Problem to work on
In the material below, find the line with "with no extension." and the line with "1. **Basename check", then output those two lines and every line between them, exactly.

[Dataset records]

PR #625, opened 2026-07-03
test(mcp-shrink): guard npm files[] against missing relative requires

AmirF194:
## What this is now

Rescoped after a884696 landed — the maintainer's commit already ships `spawn-options.js` and bumps 0.1.1, so this PR no longer touches `package.json`. What remains is the **regression guard** so this bug class can't come back silently:

every relative `require()` reachable from the shipped js files must itself be listed in `files[]` — the test fails at CI time instead of at the next `npm publish` if a future refactor adds a helper module without shipping it (exactly how #597 happened: `spawn-options.js` was added for the Windows shell fix but `files[]` wasn't updated).

Refs #597.

## Verification

- 18/18 tests pass against current main (guard included)
- Removing `spawn-options.js` from `files[]` makes the guard fail with `index.js requires ./spawn-options.js but package.json files[] does not ship it` — verified both directions

### DIFF
--- a/tests/test_mcp_shrink.js
+++ b/tests/test_mcp_shrink.js
@@ -30,6 +30,28 @@ function test(name, fn) {
 
 console.log('mcp-shrink compress tests\n');
 
+// ── Packaging guard (issue #597) ──────────────────────────────────────────
+// Every relative require() reachable from the published entry points must be
+// listed in package.json "files", or `npm publish` ships a package that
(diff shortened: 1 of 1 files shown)


AmirF194:
No rush, just flagging this is still open a couple weeks in. Happy to tweak the approach if you'd prefer something different.

AmirF194:
Closing to keep the queue clean, happy to reopen if there's interest.

PR #606, opened 2026-07-02
fix(compress): never classify build files or shebang scripts as prose

AmirF194:
## What happen

`detect.py` lists `.dockerfile` / `.makefile` in `SKIP_EXTENSIONS`, but real files are named `Dockerfile` / `Makefile` with **no extension**, so they fall through to the content heuristic — which has no shebang or known-filename check — and come back `natural_language, compress=True`. Net effect: `/caveman-compress Dockerfile` sends the file to Claude and overwrites it with caveman prose. Confirmed for `Dockerfile`, `Makefile`, and a `#!/usr/bin/env bash` script with no extension.

Fixes #600.

## Fix

Two small guards in `detect_file_type`:

1. **Basename check before any extension rule** — `KNOWN_CODE_FILENAMES` (case-insensitive): Dockerfile, Makefile, GNUmakefile, Jenkinsfile, Vagrantfile, Rakefile, Gemfile, Justfile, Procfile, Brewfile, CMakeLists.txt. It must run before extension classification because `CMakeLists.txt` would otherwise ride the compressible `.txt` rule.
2. **Shebang check** in the extensionless branch — first two bytes `#!` → `code`, never prose.

The plugin mirror copy (`plugins/caveman/skills/caveman-compress/scripts/detect.py`) is synced in the same commit: the sync workflow only triggers on `skills/**/SKILL.md` changes, so a scripts-only change has to carry its mirror along (same as bdcba4c did).

## Tests

New `tests/test_detect.py` (7 tests): Dockerfile/Makefile/CMakeLists.txt/shebang scripts classify as code and refuse compression; case-insensitivity; and two guards that extensionless prose (`NOTES`) and `README.md` **stay** compressible. Full `tests/verify_repo.py` suite and `tests/test_compress_safety.py` still pass.

PR #626, opened 2026-07-03
fix(compress): UTF-8 I/O + atomic writes, no more wiped files

### LINKED ISSUE #533: `caveman-compress` crashes on Windows with `charmap` codec error (Unicode characters)

AmirF194:
## What happen

Every file read/write in `compress.py` / `validate.py` / `benchmark.py` used the platform default encoding. On Windows that's cp1252, so any non-ASCII character (`→`, `—`, accented text, CJK) crashed with `UnicodeEncodeError` — and because `Path.write_text` **opens-and-truncates the destination before encoding the string**, the crash left the user's live file at 0 bytes. At that point the backup readback hadn't completed its job either, so there was no recovery path.

Reproduced in a clean `node:20-bookworm` container by forcing the same failure class (`LC_ALL=C PYTHONUTF8=0` → ASCII default encoding, mocked `call_claude`):

| | result | live file after |
|---|---|---|
| `main` | `UnicodeEncodeError: 'ascii' codec can't encode '\u2192'` | **0 bytes (wiped)** |
| this branch | `ok=True` | 19 bytes, `A → B done.` intact |

Fixes #533.

## Fix

- **`encoding='utf-8'`** pinned on every file read (`compress.py:249,304`, `validate.py:31`, `benchmark.py:26-27`). The repo already pins UTF-8 for the CLI subprocess and stdout — file I/O was the gap.
- **New `write_text_atomic()`** used for all four writes (backup, live write, retry write, restore): encode **first** (an encode error can no longer touch the file), write to a temp file in the same directory, fsync, `os.replace` — atomic on POSIX and Windows. Failure at any step leaves the destination untouched and cleans up the temp file.
- **Fix-retry loop guarded against `call_claude` returning `None`/empty** — previously `Path.write_text(None)` raised `TypeError` *after* truncating the live file (same data-loss class). Now it skips the write and lets the retry cap restore the original.
- `detect.py:79` deliberately left alone: reads with `errors='ignore'` never crash, it's classification-only, and PR #606 already touches that region — avoiding a cross-PR conflict.
- Plugin mirror (`plugins/caveman/skills/caveman-compress/scripts/`) synced in the same commit, since the CI sync workflow only triggers on `SKILL.md` changes.

## Tests

Four new tests in `tests/test_compress_safety.py`: UTF-8 bytes on disk; **write failure leaves destination untouched + no temp-file litter** (surrogate encode error); full unicode round-trip through `compress_file` (file + backup); `None` fix-retry output restores the original instead of crashing. Full safety suite passes locally (exit 0) and in the container.

### DIFF
--- a/plugins/caveman/skills/caveman-compress/scripts/benchmark.py
+++ b/plugins/caveman/skills/caveman-compress/scripts/benchmark.py
@@ -23,8 +23,8 @@ def count_tokens(text):
 
 
 def benchmark_pair(orig_path: Path, comp_path: Path):
-    orig_text = orig_path.read_text()
-    comp_text = comp_path.read_text()
+    orig_text = orig_path.read_text(encoding="utf-8", errors="ignore")
+    comp_text = comp_path.read_text(encoding="utf-8", errors="ignore")
 
     orig_tokens = count_tokens(orig_text)
     comp_tokens = count_tokens(comp_text)
--- a/plugins/caveman/skills/caveman-compress/scripts/compress.py
+++ b/plugins/caveman/skills/caveman-compress/scripts/compress.py
@@ -11,6 +11,7 @@ import re
 import shutil
 import subprocess
 import sys
+import tempfile
 from pathlib import Path
 from typing import List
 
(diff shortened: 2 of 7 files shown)


AmirF194:
No rush, just checking in. Happy to rebase or split the fix if that makes review easier.

AmirF194:
Closing to keep the queue clean, happy to reopen if there's interest.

[/Dataset records]

Written reply
`detect.py` lists `.dockerfile` / `.makefile` in `SKIP_EXTENSIONS`, but real files are named `Dockerfile` / `Makefile` with **no extension**, so they fall through to the content heuristic — which has no shebang or known-filename check — and come back `natural_language, compress=True`. Net effect: `/caveman-compress Dockerfile` sends the file to Claude and overwrites it with caveman prose. Confirmed for `Dockerfile`, `Makefile`, and a `#!/usr/bin/env bash` script with no extension.

Fixes #600.

## Fix

Two small guards in `detect_file_type`:

1. **Basename check before any extension rule** — `KNOWN_CODE_FILENAMES` (case-insensitive): Dockerfile, Makefile, GNUmakefile, Jenkinsfile, Vagrantfile, Rakefile, Gemfile, Justfile, Procfile, Brewfile, CMakeLists.txt. It must run before extension classification because `CMakeLists.txt` would otherwise ride the compressible `.txt` rule.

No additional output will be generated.